Problem details
Copy out, from the entries below, each line holding the string "TrimSpace".

Provided data

PR #3554, opened 2025-07-17
Add extra fields to `schema_registry` output

mihaitodor:
- `normalize` - Normalize schemas.
- `remove_metadata` - Remove metadata from schemas.
- `remove_rule_set` - Remove rule set from schemas.


internal/impl/kafka/output_schema_registry.go
```diff
@@ -373,22 +394,47 @@ func (o *schemaRegistryOutput) createSchemaDeps(ctx context.Context, ss franz_sr
 	return nil
 }
 
+// TODO: Remove this utility after https://github.com/redpanda-data/redpanda/issues/26331 is resolved.
+func areSchemasEqual(lhs, rhs franz_sr.SubjectSchema) bool {
+	// Remove newlines and leading/trailing spaces from the schemas before comparison.
```
mihaitodor: Unfortunately, Redpanda applies some normalisation even when `?normalize=true` isn't set.

internal/impl/kafka/output_schema_registry.go
```diff
@@ -23,10 +23,10 @@ import (
 	"net/http"
 	"net/url"
 	"slices"
+	"strings"
 	"sync"
 	"sync/atomic"
 
-	"cuelang.org/go/pkg/strings"
```
mihaitodor, line 29: My bad, I didn't notice when this import got added automatically in a previous PR...

internal/impl/kafka/output_schema_registry.go
```diff
@@ -83,6 +86,9 @@ func schemaRegistryOutputConfigFields() []*service.ConfigField {
 		service.NewInterpolatedStringField(sroFieldSubject).Description("Subject."),
 		service.NewBoolField(sroFieldBackfillDependencies).Description("Backfill schema references and previous versions.").Default(true).Advanced(),
 		service.NewBoolField(sroFieldTranslateIDs).Description("Translate schema IDs.").Default(false).Advanced(),
+		service.NewBoolField(sroFieldNormalize).Description("Normalize schemas.").Default(true).Advanced(),
```
mihaitodor, line 88: Do we want this to be `true` by default? Schema Registry dedupes protobuf schemas with reordered fields even when `?normalize=true` isn't set. See here: https://github.com/redpanda-data/redpanda/issues/26858.

internal/impl/kafka/output_schema_registry.go
```diff
@@ -373,22 +394,47 @@ func (o *schemaRegistryOutput) createSchemaDeps(ctx context.Context, ss franz_sr
...
+
+	if lhsSchema != rhsSchema {
+		return false
+	}
+
+	// Compare the rest of the fields.
+	lhs.Schema.Schema = ""
+	rhs.Schema.Schema = ""
+
+	return cmp.Equal(lhs, rhs)
```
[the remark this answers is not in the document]
mihaitodor: Nah, it's fine.

internal/impl/kafka/integration_test.go
```diff
@@ -821,6 +822,188 @@ output:
...
+			normalize:  true,
+		},
+		{
+			name:       "removes metadata",
+			iterations: 1,
+			metadata: `{
+  "properties": {
+    "confluent:version": "1"
+  }
+}`,
```
mmatczuk: It feels like those should be subtests, not table driven tests.

internal/impl/kafka/integration_test.go
```diff
@@ -821,6 +822,188 @@ output:
...
+      "type": "CEL",
+      "mode": "WRITE",
+      "expr": "size(message.ssn) == 9"
+    }
+  ]
+}`,
+		},
+	}
+
+	writeSchema := func(t *testing.T, schema []byte, normalize, removeMetadata, removeRuleSet bool) {
```
mmatczuk: Could it be extracted from as a normal function?

internal/impl/kafka/integration_test.go
```diff
@@ -821,6 +822,188 @@ output:
...
+		streamBuilder := service.NewStreamBuilder()
+
+		// Set up a dummy `schema_registry` input which the output can connect to even though it won't need to fetch any
+		// schemas from it.
+		err = streamBuilder.AddInputYAML(fmt.Sprintf(`
+schema_registry:
+  url: %s
+  subject_filter: does_not_exist
+`, sr.SchemaRegistryURL))
+		require.NoError(t, err)
```
mmatczuk: Could we extract yaml creation to variable and inline err here.

internal/impl/kafka/integration_test.go
```diff
@@ -821,6 +822,188 @@ output:
...
+		err = streamBuilder.AddOutputYAML(fmt.Sprintf(`
+schema_registry:
+  url: %s
+  subject: ${! json("subject") }
+  backfill_dependencies: true
+  normalize: %t
+  remove_metadata: %t
+  remove_rule_set: %t
+`, sr.SchemaRegistryURL, normalize, removeMetadata, removeRuleSet))
+		require.NoError(t, err)
```
mmatczuk: Same as above.

internal/impl/kafka/integration_test.go
```diff
@@ -821,6 +822,188 @@ output:
...
+			dummySubject := "foo"
+
+			defer func() {
+				// Clean up the subject at the end of each subtest.
+				deleteSubject(t, sr.SchemaRegistryURL, dummySubject, false)
+				deleteSubject(t, sr.SchemaRegistryURL, dummySubject, true)
+			}()
+
+			for range test.iterations {
+				dummyProtoSchema := `syntax = "proto3";
```
mmatczuk: How about a const.

internal/impl/kafka/integration_test.go
```diff
@@ -821,6 +822,188 @@ output:
...
+package com.mycorp.mynamespace;
+
+message SampleRecord {
+  int32 my_field1 = 1;
+  double my_field2 = 2;
+  string my_field3 = 3;
+}`
+
+				dummyDenormalizedProtoSchema := `syntax = "proto3";
```
mmatczuk: How about a const. Also, please add a comment it took me a while to spot the difference.

internal/impl/kafka/integration_test.go
```diff
@@ -821,6 +822,188 @@ output:
...
+}`
+
+				dummySchema := dummyProtoSchema
+				if test.normalize {
+					dummySchema = dummyDenormalizedProtoSchema
+				}
+
+				var metadata *franz_sr.SchemaMetadata
+				if test.metadata != "" {
+					require.NoError(t, json.Unmarshal([]byte(test.metadata), &metadata))
```
mmatczuk: Maybe it would be worth adding more assertions on the value?

internal/impl/kafka/output_schema_registry.go
mmatczuk: What is the value of disabling it? If none we probably can remove this field and always normalize - code would become cleaner, and configuration would be simpler.

internal/impl/kafka/output_schema_registry.go
```diff
@@ -83,6 +85,9 @@ func schemaRegistryOutputConfigFields() []*service.ConfigField {
 		service.NewInterpolatedStringField(sroFieldSubject).Description("Subject."),
 		service.NewBoolField(sroFieldBackfillDependencies).Description("Backfill schema references and previous versions.").Default(true).Advanced(),
 		service.NewBoolField(sroFieldTranslateIDs).Description("Translate schema IDs.").Default(false).Advanced(),
+		service.NewBoolField(sroFieldNormalize).Description("Normalize schemas.").Default(true).Advanced(),
+		service.NewBoolField(sroFieldRemoveMetadata).Description("Remove metadata from schemas.").Default(true).Advanced(),
+		service.NewBoolField(sroFieldRemoveRuleSet).Description("Remove rule set from schemas.").Default(true).Advanced(),
```
mmatczuk, line 90: Why do we want to trim schemas by default?

internal/impl/kafka/schema_registry.go
```diff
@@ -14,5 +14,31 @@
...
 // srResourceKey is a type that represents a key for registering a `schema_registry` resource.
 type srResourceKey string
+
+// AreSchemasEqual compares two schema objects for equality, ignoring newlines and leading/trailing spaces in the schema string.
+func AreSchemasEqual(lhs, rhs franz_sr.SubjectSchema) bool {
+	// TODO: Remove this utility after https://github.com/redpanda-data/redpanda/issues/26331 is resolved.
+
+	// Remove newlines and leading/trailing spaces from the schemas before comparison.
+	lhsSchema := strings.TrimSpace(strings.ReplaceAll(lhs.Schema.Schema, "\n", ""))
+	rhsSchema := strings.TrimSpace(strings.ReplaceAll(rhs.Schema.Schema, "\n", ""))
```
mmatczuk, line 34: Can's we replace all whitespace with regex `/"\s"/""/g`?

internal/impl/kafka/schema_registry.go
```diff
@@ -14,5 +14,31 @@
...
+
+	if lhsSchema != rhsSchema {
+		return false
```
mmatczuk, line 37: Maybe https://pkg.go.dev/strings#Compare?

internal/impl/kafka/schema_registry.go
```diff
@@ -14,5 +14,31 @@
...
+	}
+
+	// Compare the rest of the fields.
+	lhs.Schema.Schema = ""
+	rhs.Schema.Schema = ""
+
+	return cmp.Equal(lhs, rhs)
```
mmatczuk: We could do https://pkg.go.dev/github.com/google/go-cmp/cmp/cmpopts#IgnoreFields instead of destroying the passed objects.

internal/impl/kafka/output_schema_registry.go
mihaitodor: If users don't want to do schema ID translation and the normalisation leads to more aggressive deduplication than what Schema Registry normally does, then they could get fewer schemas in the destination which also means some schemas will have different IDs... However, https://github.com/redpanda-data/redpanda/issues/26858 would have to be addressed before they can try to run with `normalize: false`.

internal/impl/kafka/integration_test.go
mihaitodor: But they are subtests. See below... How should I refactor them?

internal/impl/kafka/integration_test.go
mihaitodor: Do you mean `const dummyProtoSchema = `...``? I haven't really optimised for const correctness so far in Go unless it makes sense to extract the consts outside of funcs. It can help avoid issues, but it also adds overhead and the rest of the code is no longer consistent.

internal/impl/kafka/integration_test.go
mihaitodor: This is just static data that I set up in the test table. Don't think it's worth doing that here (maybe in the `sr` package in `franz-go`).

internal/impl/kafka/output_schema_registry.go
mihaitodor: Because Redpanda doesn't support metadata and rule sets.

internal/impl/kafka/schema_registry.go
mihaitodor: Sure, but I was trying to be conservative. It should fail if somehow the schema contains some sort of value which has spaces in it, because that can have semantic meaning. Newlines, hopefully not...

Output of the exercise
+	lhsSchema := strings.TrimSpace(strings.ReplaceAll(lhs.Schema.Schema, "\n", ""))
+	rhsSchema := strings.TrimSpace(strings.ReplaceAll(rhs.Schema.Schema, "\n", ""))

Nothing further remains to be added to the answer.